I find that musicians are a lot harder to pin down when they think that music is already written. Most guys (even bass players, lol) want to be in on the creative process from the beginning. That's one of the biggest reasons my band hasn't been able to find another guitarist. People are interested until they find out we have 8-9 songs that we plan on playing and we gig often enough that none of us wants to completely scrap all of our old material and take six months to write a set's worth of new stuff with a new person.


----------



## Vyn (Feb 22, 2018)

Veldar said:


> Dude, I do not envy being in Tassy, such a small area to grab musos from.
> 
> Not that I've ever done it but maybe fine some guys from Melbourne? I have no idea how long the trip between the two is though.

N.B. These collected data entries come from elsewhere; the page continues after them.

PR #15971, opened 2022-06-14
KMSE distribute key bug

zofskeez:
When distributing a key to a provider via the _Distribute key_ action in the provider toolbar the key was not appearing in the _Keys_ tab of the provider view until after a refresh. This fixes that and adds a test for the workflow.

### DIFF
--- a/ui/tests/acceptance/enterprise-kmse-test.js
+++ b/ui/tests/acceptance/enterprise-kmse-test.js
@@ -6,7 +6,7 @@ import logout from 'vault/tests/pages/logout';
 import mountSecrets from 'vault/tests/pages/settings/mount-secret-backend';
 import { setupMirage } from 'ember-cli-mirage/test-support';
 
-module('Acceptance | Enterprise | kmse', function (hooks) {
+module('Acceptance | Enterprise | keymgmt', function (hooks) {
   setupApplicationTest(hooks);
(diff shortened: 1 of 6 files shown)


ui/tests/acceptance/enterprise-kmse-test.js
```diff
@@ -0,0 +1,45 @@
+import { module, test } from 'qunit';
+import { setupApplicationTest } from 'ember-qunit';
+import { click, fillIn } from '@ember/test-helpers';
+import authPage from 'vault/tests/pages/auth';
+import logout from 'vault/tests/pages/logout';
+import mountSecrets from 'vault/tests/pages/settings/mount-secret-backend';
+import { setupMirage } from 'ember-cli-mirage/test-support';
+
+module('Acceptance | Enterprise | kmse', function (hooks) {
```
hashishaw, line 9: Thanks for adding this acceptance test! One nit: our other tests related to this secrets engine call it `keymgmt`, can we keep the naming consistent with this one?

hashishaw (approved):
Thanks for tackling this!

ui/tests/acceptance/enterprise-kmse-test.js
zofskeez: Sure thing I updated it.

Melbourne is an hour flight. Usually pretty cheap, have contemplated putting an ad out and flying over for rehearsals.



GunpointMetal said:


> I find that musicians are a lot harder to pin down when they think that music is already written. Most guys (even bass players, lol) want to be in on the creative process from the beginning. That's one of the biggest reasons my band hasn't been able to find another guitarist. People are interested until they find out we have 8-9 songs that we plan on playing and we gig often enough that none of us wants to completely scrap all of our old material and take six months to write a set's worth of new stuff with a new person.



I would have though it would be the opposite - Having material there as a new member means all that's required is learning the parts initially, then you can write some stuff.


----------



## GunpointMetal (Feb 22, 2018)

Vyn said:


> I would have though it would be the opposite - Having material there as a new member means all that's required is learning the parts initially, then you can write some stuff.


It's entirely possible I'm just an asshole and nobody wants to play with me. Or nobody actually wants to play music that mostly consists of atonal nonsense and ugly noises.


----------



## Vyn (Feb 22, 2018)

GunpointMetal said:


> Or nobody actually wants to play music that mostly consists of atonal nonsense and ugly noises.



I'm pretty sure this is why no-one was keen on a Nile-ish tech death band I tried doing a few years ago xD


----------



## mongey (Feb 22, 2018)

sometimes the idea of being in a band, is better than actually being in a band


----------